### About this exercise:
Every line in the records below that holds the word "extra" is to be copied.

(Collected data)
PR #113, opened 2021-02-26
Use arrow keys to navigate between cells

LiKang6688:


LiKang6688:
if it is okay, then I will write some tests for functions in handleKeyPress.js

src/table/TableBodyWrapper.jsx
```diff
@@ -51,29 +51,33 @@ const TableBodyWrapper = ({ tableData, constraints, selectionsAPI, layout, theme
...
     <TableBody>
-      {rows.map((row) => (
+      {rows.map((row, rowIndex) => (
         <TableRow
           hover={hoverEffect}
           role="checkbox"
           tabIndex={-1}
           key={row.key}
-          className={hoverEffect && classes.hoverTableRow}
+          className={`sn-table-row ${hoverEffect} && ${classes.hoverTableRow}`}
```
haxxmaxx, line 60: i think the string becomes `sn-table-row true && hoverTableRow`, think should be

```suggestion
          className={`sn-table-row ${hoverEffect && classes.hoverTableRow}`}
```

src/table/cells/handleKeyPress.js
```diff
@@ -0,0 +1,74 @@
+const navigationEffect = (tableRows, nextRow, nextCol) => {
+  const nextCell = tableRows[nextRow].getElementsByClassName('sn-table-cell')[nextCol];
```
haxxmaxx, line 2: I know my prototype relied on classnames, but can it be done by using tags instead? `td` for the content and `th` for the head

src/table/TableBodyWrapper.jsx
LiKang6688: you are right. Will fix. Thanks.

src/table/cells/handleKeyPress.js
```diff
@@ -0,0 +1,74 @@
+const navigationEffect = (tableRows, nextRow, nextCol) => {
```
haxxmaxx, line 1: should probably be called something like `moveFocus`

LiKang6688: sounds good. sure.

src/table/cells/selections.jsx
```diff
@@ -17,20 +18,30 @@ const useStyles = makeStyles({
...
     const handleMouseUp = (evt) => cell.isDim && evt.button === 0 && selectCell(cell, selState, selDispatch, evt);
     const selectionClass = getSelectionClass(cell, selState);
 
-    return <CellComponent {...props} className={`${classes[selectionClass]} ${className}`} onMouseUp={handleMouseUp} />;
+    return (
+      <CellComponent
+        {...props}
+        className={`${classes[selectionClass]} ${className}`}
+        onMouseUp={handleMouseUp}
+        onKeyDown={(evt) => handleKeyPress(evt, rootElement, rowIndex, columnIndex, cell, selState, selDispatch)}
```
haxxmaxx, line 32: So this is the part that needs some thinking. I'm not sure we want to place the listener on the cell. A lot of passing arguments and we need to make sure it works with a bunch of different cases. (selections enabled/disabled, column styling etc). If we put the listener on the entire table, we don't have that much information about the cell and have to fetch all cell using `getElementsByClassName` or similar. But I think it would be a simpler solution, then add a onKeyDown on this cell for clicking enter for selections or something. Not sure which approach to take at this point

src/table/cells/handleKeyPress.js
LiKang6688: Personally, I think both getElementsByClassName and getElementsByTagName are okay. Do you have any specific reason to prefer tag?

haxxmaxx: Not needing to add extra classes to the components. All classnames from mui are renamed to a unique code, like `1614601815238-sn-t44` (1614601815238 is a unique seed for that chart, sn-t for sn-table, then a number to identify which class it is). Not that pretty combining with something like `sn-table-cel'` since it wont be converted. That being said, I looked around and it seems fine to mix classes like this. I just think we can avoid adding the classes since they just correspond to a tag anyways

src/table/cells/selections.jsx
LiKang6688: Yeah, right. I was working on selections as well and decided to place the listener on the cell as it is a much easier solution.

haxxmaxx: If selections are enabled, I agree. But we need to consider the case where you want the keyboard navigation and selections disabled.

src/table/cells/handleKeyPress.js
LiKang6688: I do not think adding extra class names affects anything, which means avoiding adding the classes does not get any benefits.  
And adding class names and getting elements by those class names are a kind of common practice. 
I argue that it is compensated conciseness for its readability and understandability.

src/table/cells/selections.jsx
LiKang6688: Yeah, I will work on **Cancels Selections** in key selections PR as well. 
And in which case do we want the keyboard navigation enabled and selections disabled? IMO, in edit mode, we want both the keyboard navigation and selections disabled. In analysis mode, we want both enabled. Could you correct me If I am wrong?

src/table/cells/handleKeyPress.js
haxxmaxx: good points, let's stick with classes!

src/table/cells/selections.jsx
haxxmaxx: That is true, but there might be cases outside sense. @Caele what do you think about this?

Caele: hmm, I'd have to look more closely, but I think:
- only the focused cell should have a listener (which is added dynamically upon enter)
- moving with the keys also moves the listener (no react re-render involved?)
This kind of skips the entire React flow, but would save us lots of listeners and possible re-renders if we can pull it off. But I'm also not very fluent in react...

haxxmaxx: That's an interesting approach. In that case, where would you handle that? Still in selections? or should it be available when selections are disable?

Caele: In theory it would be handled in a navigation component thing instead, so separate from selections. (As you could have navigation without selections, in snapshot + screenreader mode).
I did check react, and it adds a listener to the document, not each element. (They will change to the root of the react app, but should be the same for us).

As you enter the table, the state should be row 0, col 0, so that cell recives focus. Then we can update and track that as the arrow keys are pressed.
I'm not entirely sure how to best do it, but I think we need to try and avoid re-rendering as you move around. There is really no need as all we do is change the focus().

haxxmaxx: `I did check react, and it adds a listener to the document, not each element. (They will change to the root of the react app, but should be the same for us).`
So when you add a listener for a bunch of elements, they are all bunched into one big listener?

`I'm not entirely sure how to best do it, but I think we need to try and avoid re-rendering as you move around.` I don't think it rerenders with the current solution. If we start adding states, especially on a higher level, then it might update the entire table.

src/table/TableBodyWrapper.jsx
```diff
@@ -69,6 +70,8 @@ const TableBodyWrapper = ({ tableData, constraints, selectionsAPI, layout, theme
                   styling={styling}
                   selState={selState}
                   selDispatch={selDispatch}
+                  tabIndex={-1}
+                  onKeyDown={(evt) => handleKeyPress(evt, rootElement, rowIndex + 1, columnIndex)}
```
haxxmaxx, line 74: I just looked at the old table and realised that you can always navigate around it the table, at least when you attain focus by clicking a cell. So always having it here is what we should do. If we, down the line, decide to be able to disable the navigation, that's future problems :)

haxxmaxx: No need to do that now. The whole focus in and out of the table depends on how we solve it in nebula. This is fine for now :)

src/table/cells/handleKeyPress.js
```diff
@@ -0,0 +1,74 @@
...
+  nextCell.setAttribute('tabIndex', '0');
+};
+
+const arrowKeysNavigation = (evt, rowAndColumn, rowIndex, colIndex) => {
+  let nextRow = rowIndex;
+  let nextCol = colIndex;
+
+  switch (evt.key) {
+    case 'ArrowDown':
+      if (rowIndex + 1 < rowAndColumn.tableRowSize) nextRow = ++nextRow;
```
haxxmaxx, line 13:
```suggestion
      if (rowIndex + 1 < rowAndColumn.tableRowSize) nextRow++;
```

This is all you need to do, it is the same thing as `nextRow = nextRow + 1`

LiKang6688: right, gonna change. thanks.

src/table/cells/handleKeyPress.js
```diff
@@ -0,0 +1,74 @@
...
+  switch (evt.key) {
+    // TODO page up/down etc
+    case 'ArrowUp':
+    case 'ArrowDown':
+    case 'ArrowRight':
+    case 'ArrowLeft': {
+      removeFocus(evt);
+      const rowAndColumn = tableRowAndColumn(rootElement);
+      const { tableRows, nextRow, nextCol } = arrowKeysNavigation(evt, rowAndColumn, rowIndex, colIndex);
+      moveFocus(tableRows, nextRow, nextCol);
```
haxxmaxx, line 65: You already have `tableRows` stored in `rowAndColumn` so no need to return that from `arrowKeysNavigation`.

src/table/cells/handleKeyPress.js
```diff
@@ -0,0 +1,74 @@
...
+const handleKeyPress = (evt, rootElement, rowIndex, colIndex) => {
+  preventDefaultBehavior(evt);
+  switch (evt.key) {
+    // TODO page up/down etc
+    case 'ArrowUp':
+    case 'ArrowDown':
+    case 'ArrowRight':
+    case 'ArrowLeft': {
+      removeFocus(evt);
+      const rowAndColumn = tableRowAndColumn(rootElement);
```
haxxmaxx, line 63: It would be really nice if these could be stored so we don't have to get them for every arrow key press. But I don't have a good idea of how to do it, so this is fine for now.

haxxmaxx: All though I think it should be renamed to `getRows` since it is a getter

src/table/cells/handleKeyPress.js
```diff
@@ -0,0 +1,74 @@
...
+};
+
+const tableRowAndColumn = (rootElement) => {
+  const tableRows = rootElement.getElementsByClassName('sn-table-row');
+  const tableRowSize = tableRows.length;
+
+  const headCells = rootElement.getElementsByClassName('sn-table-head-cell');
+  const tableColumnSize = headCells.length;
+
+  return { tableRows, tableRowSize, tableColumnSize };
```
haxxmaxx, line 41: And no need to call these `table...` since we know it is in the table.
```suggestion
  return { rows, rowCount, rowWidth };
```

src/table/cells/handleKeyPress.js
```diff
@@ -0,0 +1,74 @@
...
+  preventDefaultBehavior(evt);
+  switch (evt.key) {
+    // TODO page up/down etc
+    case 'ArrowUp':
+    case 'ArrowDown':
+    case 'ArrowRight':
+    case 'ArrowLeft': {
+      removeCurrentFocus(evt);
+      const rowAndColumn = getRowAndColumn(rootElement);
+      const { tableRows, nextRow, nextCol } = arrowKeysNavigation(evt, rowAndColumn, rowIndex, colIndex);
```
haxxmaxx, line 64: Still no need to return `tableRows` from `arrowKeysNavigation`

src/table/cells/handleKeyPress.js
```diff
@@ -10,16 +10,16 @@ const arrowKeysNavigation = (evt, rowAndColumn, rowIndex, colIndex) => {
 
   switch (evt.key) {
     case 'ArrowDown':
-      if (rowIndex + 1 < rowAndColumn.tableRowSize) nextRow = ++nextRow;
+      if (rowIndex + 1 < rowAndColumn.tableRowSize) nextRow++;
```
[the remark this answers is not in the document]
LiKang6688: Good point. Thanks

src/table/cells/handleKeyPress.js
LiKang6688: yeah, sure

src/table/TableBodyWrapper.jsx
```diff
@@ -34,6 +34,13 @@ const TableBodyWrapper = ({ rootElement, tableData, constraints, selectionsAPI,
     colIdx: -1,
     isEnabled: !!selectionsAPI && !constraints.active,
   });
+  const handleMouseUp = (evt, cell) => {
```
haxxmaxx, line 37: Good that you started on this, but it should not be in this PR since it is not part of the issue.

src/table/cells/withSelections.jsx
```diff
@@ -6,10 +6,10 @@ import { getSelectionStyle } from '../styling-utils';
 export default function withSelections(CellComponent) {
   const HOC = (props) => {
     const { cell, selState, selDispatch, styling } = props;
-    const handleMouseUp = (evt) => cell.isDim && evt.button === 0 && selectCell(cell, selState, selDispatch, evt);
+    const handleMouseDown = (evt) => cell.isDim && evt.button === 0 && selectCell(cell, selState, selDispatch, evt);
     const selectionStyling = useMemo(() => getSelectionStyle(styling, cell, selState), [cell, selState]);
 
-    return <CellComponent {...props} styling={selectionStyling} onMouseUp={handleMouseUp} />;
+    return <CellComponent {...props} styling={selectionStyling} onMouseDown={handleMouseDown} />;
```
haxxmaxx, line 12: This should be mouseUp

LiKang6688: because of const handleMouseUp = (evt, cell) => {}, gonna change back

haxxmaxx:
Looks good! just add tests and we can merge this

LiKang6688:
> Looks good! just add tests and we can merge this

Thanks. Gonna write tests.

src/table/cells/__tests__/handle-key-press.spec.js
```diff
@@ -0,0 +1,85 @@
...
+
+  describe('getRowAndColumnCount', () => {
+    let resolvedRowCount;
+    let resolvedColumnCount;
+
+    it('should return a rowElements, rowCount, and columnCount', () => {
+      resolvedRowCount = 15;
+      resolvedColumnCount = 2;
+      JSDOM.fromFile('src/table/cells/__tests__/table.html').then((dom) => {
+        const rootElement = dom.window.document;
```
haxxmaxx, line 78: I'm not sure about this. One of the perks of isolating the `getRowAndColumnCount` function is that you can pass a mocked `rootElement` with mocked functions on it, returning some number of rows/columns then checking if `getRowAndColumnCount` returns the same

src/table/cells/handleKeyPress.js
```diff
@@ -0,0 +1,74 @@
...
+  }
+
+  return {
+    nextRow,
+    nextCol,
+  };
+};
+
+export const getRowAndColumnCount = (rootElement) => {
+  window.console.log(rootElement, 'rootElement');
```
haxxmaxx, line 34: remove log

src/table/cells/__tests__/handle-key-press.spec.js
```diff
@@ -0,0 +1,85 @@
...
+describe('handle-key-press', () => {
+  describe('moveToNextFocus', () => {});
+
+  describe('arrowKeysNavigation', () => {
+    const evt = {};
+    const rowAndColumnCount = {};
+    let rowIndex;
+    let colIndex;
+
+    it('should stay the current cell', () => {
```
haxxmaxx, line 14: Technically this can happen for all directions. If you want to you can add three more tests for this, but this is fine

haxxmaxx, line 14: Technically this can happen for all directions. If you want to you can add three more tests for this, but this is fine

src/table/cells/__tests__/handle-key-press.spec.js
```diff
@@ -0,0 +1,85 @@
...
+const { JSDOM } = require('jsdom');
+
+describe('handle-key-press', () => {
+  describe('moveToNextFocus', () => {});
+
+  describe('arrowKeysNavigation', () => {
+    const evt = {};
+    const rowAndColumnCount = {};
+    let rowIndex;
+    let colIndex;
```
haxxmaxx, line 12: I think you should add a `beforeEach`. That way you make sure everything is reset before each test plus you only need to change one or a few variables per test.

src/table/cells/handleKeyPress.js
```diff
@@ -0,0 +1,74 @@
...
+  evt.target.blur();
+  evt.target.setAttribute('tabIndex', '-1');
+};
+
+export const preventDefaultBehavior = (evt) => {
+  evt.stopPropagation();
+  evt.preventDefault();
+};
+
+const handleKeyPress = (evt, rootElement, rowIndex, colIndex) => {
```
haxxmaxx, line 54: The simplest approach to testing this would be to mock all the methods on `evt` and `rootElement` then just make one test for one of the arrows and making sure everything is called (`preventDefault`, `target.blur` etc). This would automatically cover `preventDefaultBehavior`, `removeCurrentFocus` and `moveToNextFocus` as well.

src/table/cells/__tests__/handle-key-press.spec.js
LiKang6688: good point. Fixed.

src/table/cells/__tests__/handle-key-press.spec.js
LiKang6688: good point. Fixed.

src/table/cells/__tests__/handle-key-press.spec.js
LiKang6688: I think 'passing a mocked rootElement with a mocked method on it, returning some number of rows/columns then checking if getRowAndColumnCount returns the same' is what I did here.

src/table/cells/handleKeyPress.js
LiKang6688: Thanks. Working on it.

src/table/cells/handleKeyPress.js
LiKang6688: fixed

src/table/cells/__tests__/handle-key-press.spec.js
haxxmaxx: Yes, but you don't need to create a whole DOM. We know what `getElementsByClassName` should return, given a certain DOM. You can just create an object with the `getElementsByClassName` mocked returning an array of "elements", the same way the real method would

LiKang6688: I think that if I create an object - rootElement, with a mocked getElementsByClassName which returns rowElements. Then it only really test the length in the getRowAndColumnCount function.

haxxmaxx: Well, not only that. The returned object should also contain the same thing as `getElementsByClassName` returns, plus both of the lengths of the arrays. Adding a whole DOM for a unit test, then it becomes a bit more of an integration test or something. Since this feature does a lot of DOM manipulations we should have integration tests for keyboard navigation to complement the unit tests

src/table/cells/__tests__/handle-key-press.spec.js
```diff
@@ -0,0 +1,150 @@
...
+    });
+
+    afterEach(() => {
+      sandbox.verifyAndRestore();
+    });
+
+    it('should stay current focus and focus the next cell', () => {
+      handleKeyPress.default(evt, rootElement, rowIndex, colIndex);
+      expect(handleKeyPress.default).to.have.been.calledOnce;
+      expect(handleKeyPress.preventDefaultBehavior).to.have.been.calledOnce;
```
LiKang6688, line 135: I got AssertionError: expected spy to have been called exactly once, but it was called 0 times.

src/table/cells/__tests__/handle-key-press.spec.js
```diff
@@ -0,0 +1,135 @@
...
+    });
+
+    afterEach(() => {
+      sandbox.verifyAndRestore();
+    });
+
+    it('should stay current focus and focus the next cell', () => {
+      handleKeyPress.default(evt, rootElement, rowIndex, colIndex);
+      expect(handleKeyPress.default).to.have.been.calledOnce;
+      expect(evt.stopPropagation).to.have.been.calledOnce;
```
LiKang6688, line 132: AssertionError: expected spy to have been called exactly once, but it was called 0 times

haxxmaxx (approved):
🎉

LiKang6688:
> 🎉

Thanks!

...

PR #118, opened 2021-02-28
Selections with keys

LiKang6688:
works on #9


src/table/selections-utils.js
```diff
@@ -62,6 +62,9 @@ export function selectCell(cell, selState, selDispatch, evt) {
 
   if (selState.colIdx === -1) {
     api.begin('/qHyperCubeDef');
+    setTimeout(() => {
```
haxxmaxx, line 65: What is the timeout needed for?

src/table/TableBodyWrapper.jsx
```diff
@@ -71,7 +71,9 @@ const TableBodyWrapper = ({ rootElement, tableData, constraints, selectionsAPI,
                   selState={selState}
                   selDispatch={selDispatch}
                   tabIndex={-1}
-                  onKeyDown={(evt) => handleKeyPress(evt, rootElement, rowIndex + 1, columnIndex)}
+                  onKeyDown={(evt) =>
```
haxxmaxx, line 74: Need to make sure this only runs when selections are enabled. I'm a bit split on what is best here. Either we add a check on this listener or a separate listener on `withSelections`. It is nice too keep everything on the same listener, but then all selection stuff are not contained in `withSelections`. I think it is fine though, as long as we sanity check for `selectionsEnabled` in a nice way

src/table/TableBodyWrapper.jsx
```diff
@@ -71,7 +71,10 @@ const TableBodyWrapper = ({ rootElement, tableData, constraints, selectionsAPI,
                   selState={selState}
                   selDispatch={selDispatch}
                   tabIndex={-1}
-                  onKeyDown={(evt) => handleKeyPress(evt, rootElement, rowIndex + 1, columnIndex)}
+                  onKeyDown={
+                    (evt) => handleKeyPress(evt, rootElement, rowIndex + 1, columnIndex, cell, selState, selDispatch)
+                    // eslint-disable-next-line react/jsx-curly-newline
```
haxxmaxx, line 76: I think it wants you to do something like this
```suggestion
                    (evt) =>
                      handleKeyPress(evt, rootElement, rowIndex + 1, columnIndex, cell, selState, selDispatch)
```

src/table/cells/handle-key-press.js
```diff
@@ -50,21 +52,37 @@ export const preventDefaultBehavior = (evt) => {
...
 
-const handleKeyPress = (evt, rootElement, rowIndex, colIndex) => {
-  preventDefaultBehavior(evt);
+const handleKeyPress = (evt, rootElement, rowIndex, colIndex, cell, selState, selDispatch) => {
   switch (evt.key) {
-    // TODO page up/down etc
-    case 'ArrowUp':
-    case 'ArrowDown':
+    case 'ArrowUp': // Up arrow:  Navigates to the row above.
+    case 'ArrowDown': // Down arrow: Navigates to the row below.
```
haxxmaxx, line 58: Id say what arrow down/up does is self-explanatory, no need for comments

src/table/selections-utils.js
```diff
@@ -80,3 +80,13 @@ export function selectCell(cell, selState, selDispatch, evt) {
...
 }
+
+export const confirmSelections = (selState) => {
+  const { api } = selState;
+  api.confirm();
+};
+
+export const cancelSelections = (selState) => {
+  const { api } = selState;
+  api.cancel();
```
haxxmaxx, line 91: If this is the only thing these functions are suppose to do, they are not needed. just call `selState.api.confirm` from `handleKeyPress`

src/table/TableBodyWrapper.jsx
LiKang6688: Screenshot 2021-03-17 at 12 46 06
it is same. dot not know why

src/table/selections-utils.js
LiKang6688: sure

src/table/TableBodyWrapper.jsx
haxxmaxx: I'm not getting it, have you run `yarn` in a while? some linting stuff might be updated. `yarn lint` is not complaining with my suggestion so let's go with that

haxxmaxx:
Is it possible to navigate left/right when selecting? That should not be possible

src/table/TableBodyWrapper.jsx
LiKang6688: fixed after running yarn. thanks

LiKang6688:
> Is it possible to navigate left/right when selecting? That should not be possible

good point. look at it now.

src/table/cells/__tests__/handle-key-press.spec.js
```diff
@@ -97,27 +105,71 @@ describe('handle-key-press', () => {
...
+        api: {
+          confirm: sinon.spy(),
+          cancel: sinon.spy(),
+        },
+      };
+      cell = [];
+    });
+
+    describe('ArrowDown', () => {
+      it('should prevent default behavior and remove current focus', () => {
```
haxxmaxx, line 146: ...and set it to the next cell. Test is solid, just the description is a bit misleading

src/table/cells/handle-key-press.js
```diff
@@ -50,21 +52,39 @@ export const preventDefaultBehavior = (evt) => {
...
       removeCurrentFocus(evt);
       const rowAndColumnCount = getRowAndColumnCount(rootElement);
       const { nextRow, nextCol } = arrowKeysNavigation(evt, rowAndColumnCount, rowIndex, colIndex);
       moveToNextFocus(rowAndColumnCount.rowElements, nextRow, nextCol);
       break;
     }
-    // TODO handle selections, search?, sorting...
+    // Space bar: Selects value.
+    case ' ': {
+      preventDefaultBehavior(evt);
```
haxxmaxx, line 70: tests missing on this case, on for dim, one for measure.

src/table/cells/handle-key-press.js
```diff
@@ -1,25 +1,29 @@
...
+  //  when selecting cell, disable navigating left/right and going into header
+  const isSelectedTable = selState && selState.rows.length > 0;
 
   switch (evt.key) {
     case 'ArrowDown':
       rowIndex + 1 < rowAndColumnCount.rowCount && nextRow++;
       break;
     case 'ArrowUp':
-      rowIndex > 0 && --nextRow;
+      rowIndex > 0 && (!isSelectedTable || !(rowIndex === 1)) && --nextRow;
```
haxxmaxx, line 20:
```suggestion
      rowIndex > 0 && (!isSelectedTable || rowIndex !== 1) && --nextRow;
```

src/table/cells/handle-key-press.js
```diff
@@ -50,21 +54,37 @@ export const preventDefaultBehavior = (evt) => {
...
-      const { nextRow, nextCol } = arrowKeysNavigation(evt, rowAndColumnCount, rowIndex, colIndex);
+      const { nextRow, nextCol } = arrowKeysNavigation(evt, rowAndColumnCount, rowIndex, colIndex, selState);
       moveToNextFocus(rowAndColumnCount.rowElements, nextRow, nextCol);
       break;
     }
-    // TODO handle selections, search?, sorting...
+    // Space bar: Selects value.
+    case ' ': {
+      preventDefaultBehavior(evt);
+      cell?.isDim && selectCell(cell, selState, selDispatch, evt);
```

### Response box:
haxxmaxx: Not needing to add extra classes to the components. All classnames from mui are renamed to a unique code, like `1614601815238-sn-t44` (1614601815238 is a unique seed for that chart, sn-t for sn-table, then a number to identify which class it is). Not that pretty combining with something like `sn-table-cel'` since it wont be converted. That being said, I looked around and it seems fine to mix classes like this. I just think we can avoid adding the classes since they just correspond to a tag anyways
LiKang6688: I do not think adding extra class names affects anything, which means avoiding adding the classes does not get any benefits.  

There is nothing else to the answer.